# Neue MTB Gruppe / Verein, Raum Osnabrück !



## sevenofnine (29. September 2005)

Hallo,
aufgrund der Nähe zum Teutoburger Wald / Wiehengebirge und reger Nachfrage planen wir in unserem Radsportverein "THC-Westerkappeln" (Raum Osnabrück) eine MTB Gruppe in der bestehenden Radsportsparte zu bilden.

Bisher sind wir 50 Straßenfahrer und wir bekommen bisher ca.10 Mountainbiker zusammen (im Winter noch etwas mehr).

Es besteht die Möglichkeit zur Vereinsmitgliedschaft mit allen Vorteilen die ein Verein bietet. 
Das Angebot richtet sich vorrangig an Marathon, CC und tourenorientierte Fahrer.

Gemeinsames Training in verschiedenen Leistungsgruppen im Gelände, sowie auf der Straße (Sommer 3 / Woche , Winter mind. 2 / Woche und nach Absprache).
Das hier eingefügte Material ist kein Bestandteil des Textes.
PR #2090, opened 2026-09-12
Add Mosaic visualization support

### LINKED ISSUE #1985: Propose MosaicAgent as the chart-generating agent
## Summary

@ahuang11 this follows up on the Mosaic/vgplot idea you raised a while back.

I've been contributing to [Vega-Lite](https://github.com/vega/vega-lite), and Lumen happens to use Vega-Lite too, through `VegaLiteAgent`, for chart generation. While working on Vega-Lite stuff I came across [Mosaic](https://github.com/uwdata/mosaic) (the `vgplot` library) and ended up contributing there as well. The more time I spent in Mosaic's codebase, the more it felt like its architecture lines up almost perfectly with how Lumen is already built.

Lumen is built on DuckDB. Mosaic is also built around DuckDB, and its whole design is basically: keep the data in the database, only send query results to the browser instead of shipping raw rows over. `VegaLiteAgent` doesn't do that. It pulls the full result out of the database and embeds it as inline JSON in the chart spec.

So I started thinking, since Mosaic and Lumen already line up so well on the data side, why not build a `MosaicAgent` for Lumen and let it be the agent Lumen reaches for when generating charts?

## How it fits in

Lumen already has this pattern for Vega-Lite: an agent that gets the LLM to write a spec, and a view that renders it. I built `MosaicAgent` to follow the same shape, just targeting Mosaic's spec format instead.

```mermaid
flowchart TD
    U[User asks for a chart] --> A[MosaicAgent]
    A -->|LLM writes a Mosaic spec| S[mosaic-spec YAML]
    S --> V[MosaicView]
    V --> C[Interactive chart]
```

That's the version I've built so far. `MosaicWidget`'s Python API actually gives you two ways to hand it data:
- `con=<a duckdb connection>`: it queries directly against a connection you hand it
- `data={name: df}`: it makes its own fresh `duckdb.connect()` internally and loads your DataFrame into that

Right now I'm using `data=`. There's a further step we could take on top of that: switch to `con=` and point it at Lumen's existing DuckDB connection directly, so there's no copying involved at all. That's not quite as simple as it sounds though, since a Lumen pipeline can apply filters and SQL transforms on top of the raw table, so we'd need to register the pipeline's actual (filtered/transformed) query as a view rather than just handing over the connection and pointing at the raw table. It also only works when the pipeline is backed by `DuckDBSource` specifically; plenty of Lumen sources (Snowflake, Intake, plain files, etc.) don't expose a DuckDB connection at all, so there'd need to be a fallback for those. Still very doable, just more design work than what I've built so far.

```mermaid
flowchart TD
    subgraph Built["Built so far"]
        direction LR
        P1[Pipeline data] -->|copy into a DataFrame| D1[data=]
        D1 --> M1[MosaicWidget's own DuckDB]
    end

    subgraph Next["Possible next step, DuckDBSource only"]
        direction LR
        P2[Pipeline's filtered/transformed query] -->|register as a view| V2[View in Lumen's DuckDB]
        V2 -->|con=| M2[Lumen's existing DuckDB connection]
    end

    Built ~~~ Next
```

Everything else still falls back to the copy path above, since only `DuckDBSource` has a connection to hand over in the first place.

## What this actually involves

- `MosaicAgent`: writes a Mosaic spec, same idea as `VegaLiteAgent` but a different output format
- `MosaicView`: renders it via the [`mosaic-widget`](https://pypi.org/project/mosaic-widget/) widget
- some prompt examples so the LLM actually writes valid specs
- `mosaic-widget` as a dependency

SuMayaBee:
## Description

Adds Mosaic visualization support to Lumen through the published `panel-mosaic-viz` Panel extension.

@philippjfr suggested creating the Panel extension first, so this PR integrates that extension into Lumen and lets Lumen render Mosaic charts.

Fixes #1985 

## AI Disclosure

Tool & Model: OpenAI Codex (GPT-5)  
Usage: Used to help implement, test, and document the integration. I reviewed and tested all changes.

## Checklist

- [x] Added documentation


SuMayaBee:
@ahuang11 I have run the lumen with mosaic with the classic iris dataset, with those qns:

### 1. Create a scatter plot of sepal length versus sepal width, colored by species.
Screenshot_2026-09-16_21-55-21

### 2. Make a box plot of petal length for each species.
Screenshot_2026-09-16_21-57-34

### 3. Show a histogram of petal width, split by species.
Screenshot_2026-09-16_22-00-18

### 4. Create a correlation heatmap for all numeric columns.
Screenshot_2026-09-16_22-02-31

### 5. Make a pair plot of sepal and petal measurements, colored by species.
Screenshot_2026-09-16_22-05-01

### 6. Show the average sepal length and petal length for each species as a grouped bar chart.
Screenshot_2026-09-16_22-06-59

ahuang11:
Can you show usage with mosaic's interactivity e.g.

image

image

SuMayaBee:
@ahuang11 There is some usage with mosaic's interactivity on iris dataset.

1. Make the scatter plot interactive. Add a brush selection, a PetalWidthCm histogram, and a data table. Update the histogram and table when I select points in the scatter plot.

https://github.com/user-attachments/assets/e4da6f5c-4e73-4703-8f26-eaca71b174f5




2. Add a slider called “Maximum petal length”. Filter the scatter plot, histogram, and table so they show only rows whose PetalLengthCm is at or below the selected value.

https://github.com/user-attachments/assets/7f1a43a7-55be-4974-9ef5-ebaa2bf9dc71




3. Add a Species dropdown filter. When I choose a species, update the scatter plot, histogram, and table to show only that species.

https://github.com/user-attachments/assets/00812dc8-5747-4cbf-b819-ae6ecb3d325c

ahuang11:
Nice! Any way to stretch the container so it takes up the whole space?

SuMayaBee:
> Nice! Any way to stretch the container so it takes up the whole space?

Let me see, what can be done to achieve that.

ghostiee-11:
Damn!! This is cool..

ahuang11:
Is this ready now?

SuMayaBee:
> Is this ready now?

It's not ready yet, I am working on it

Touren für Anfänger bis Fortgeschrittene d.h. Tourenlänge 30 bis 100 km.

Teilnahme an Marathonveranstaltungen und gemeinsame Vorbereitung.

MTB Trainingslager jährlich im Frühjahr (4-5 Tage /  ~300-400 km) im nördl. Schwarzwald.

Für weitere Info´s einfach melden unter : [email protected]

p.s.: da wir genau auf der Grenze NRS / NRW liegen, stelle ich diesen Thread in beide Regionalforen.

Bis dann,

Gruß sevenofnine


----------



## sevenofnine (2. Oktober 2005)

Tach,
damits nicht vollkommen verschwindet, hol ich´s nochmal nach oben, sorry !!!

Gruß sevenofnine


----------



## MTB-News.de




----------



## coffeeracer (3. Oktober 2005)

Moin,

habt ihr denn schon Treffpunkte und Routen für die MTB-Touren? Habe schon Interesse daran mit einer grösseren Truppe Touren zu fahren.
Wie sieht es denn mit einer Mitgliedschaft für Osnabrücker aus?


----------